Merkel blamed for Cyprus bailout 'disaster'
German Chancellor Angela Merkel on Wednesday said the eurozone had a "duty" to work with Cyprus to resolve the island's banking crisis, as the German opposition blamed her for the "disastrous" rejection of the EU's bailout package.
"Cyprus is our partner in the euro area and that is why it is our duty to find a solution together," Merkel told reporters after talks with German lawmakers.
"I regret the vote of the Cypriot parliament yesterday but of course we respect this vote. Now we are waiting to see what proposals Cyprus makes to the troika," she added, referring to the group of international creditors.

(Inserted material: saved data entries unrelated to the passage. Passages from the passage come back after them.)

PR #251, opened 2019-06-29
qaul.net service drafts

spacekookie:
This PR adds two services: messaging and files,
which allow people on a qaul network to exchange
text messages (like e-mail) as well as file-share links.

The API of the `messaging` service is flexible enough
to also allow inlining if a payload isn't too big.
Alternatively, the fallback "share link" will be used,
which mirrors the current behaviour of qaul.net (`<2.0.0`)

### DIFF
--- a/libqaul/service/files/src/lib.rs
+++ b/libqaul/service/files/src/lib.rs
@@ -1,7 +1,32 @@
-#[cfg(test)]
-mod tests {
-    #[test]
-    fn it_works() {
-        assert_eq!(2 + 2, 4);
+//! `qaul.net` filesharing service
+
+use qaul::{Qaul, QaulResult, UserAuth};
+use identity::Identity;
+
+/// A typed file that can be sent across the network
+pub struct File {
+    mime: String,
+    data: Vec<u8>,
+}
+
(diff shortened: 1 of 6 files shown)


libqaul/service/files/src/lib.rs
```diff
@@ -1,7 +1,32 @@
...
-    fn it_works() {
-        assert_eq!(2 + 2, 4);
+//! `qaul.net` filesharing service
+
+use qaul::{Qaul, QaulResult, UserAuth};
+use identity::Identity;
+
+/// A typed file that can be sent across the network
+pub struct File {
+    mime: String,
```
Jess3Jane: might make sense to use the hyperium `mime` crate?
https://github.com/hyperium/mime

spacekookie:
On 19-06-29 08:51, Jess wrote:
> might make sense to use the hyperium `mime` crate?
> https://github.com/hyperium/mime

Oh yea, I've had a look at that crate before and it's probably a good
idea to use it!

spacekookie:
I'm just gonna go ahead and merge this. All further development can happen in other PRs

On Tuesday Cypriot MPs unanimously rejected the terms of an EU bailout, decrying as "blackmail" the deal, which offered the debt-laden island €10 billion on the condition a controversial levy be put on large savings in Cypriot bank accounts.
The levy would have taken up to 10 percent from larger accounts, many of which are held by wealthy Russians and other foreigners, while sparing small savers with less than €20,000.

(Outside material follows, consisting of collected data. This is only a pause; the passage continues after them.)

PR #252, opened 2019-07-02
Add validation for frame payloads with BLAKE2b

NoraCodes:
Move all data (but not metadata) in the Frame into a Payload which has a utility function for validating its length and digest.

The only real question with this PR is, should we also validate metadata (an FCS, like Ethernet and some other wire protocols use)? This will make version interoperability much more difficult; if we add a field or change the size of a field, mismatched versions will be unable to validate each others' frames, unless we add an additional field to keep track of the version.

On the other hand, errors in e.g. the sequence number could be quite problematic for transmission and reassembly.


spacekookie (approved):
Looks good to me :)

Merkel said that while the banking sector should stump up part of Cyprus's
share of the bailout, she noted that eurozone finance ministers do not support
drawing a contribution from depositors with less than €100,000 in their accounts.
Although she and other EU leaders have since distanced themselves from the controversial proposal, Germany's political opposition slammed Merkel's handling of the crisis.
"Even if [Chancellor] Angela Merkel doesn't want to know any more: the Cyprus disaster bears her signature," Sigmar Gabriel, leader of the main opposition Social Democrats (SPD) told Der Spiegel magazine on Wednesday.
"[Chancellor] Angela Merkel shares responsibility for [the result] that in Cyprus small time savers are expected to foot the bill - but the banks get away scot-free," Gabriel told the magazine.
Furious Cypriots demonstrated against the compulsory levy on offer by the Troika - the European Union, the European Central Bank and the International Monetary Fund, with many islander politicians also placing the blame squarely on German shoulders.
It was the first time in the eurozone debt crisis that national politicians had rejected the terms offered by the Troika on a badly needed bailout package.
In the words of one Cypriot Green Party MP during the parliamentary debate on Tuesday, the banking sector needed down-scaling, "but not with a pistol against its chest" and "not on the basis of a deal which destroys Cyprus's economy and makes us into slaves."
Amid the chaos, Cyprus was forced on Monday to close banks until at least Thursday after large queues formed at ATMs on the island.
As the island struggled to regain its composure on Wednesday, German Finance Minister Wolfgang Schäuble said he regretted the Cypriot parliament's rejection of the bailout offer and warned against "irrational, irresponsible solutions" to its debt crisis.
"We acknowledge and regret the decision. For a rescue plan to exist we need a credible way to know how Cyprus will regain access to financial markets," said Schäuble in a television interview. "For now the debt is too high ... it must be reduced."
"The situation is serious but this must not lead us to take decisions that make no sense," he told public ZDF television, without elaborating.
Schäuble's comment came as the Cypriot Finance Minister Michalis Sarris met with Russian counterpart Anton Siluanov in Moscow, where the EU bailout offer has also been greeted with widespread anger.
Russian investors with vast amounts of cash in the island's banks would stand to lose billions of euros from the introduction of the levy on larger accounts.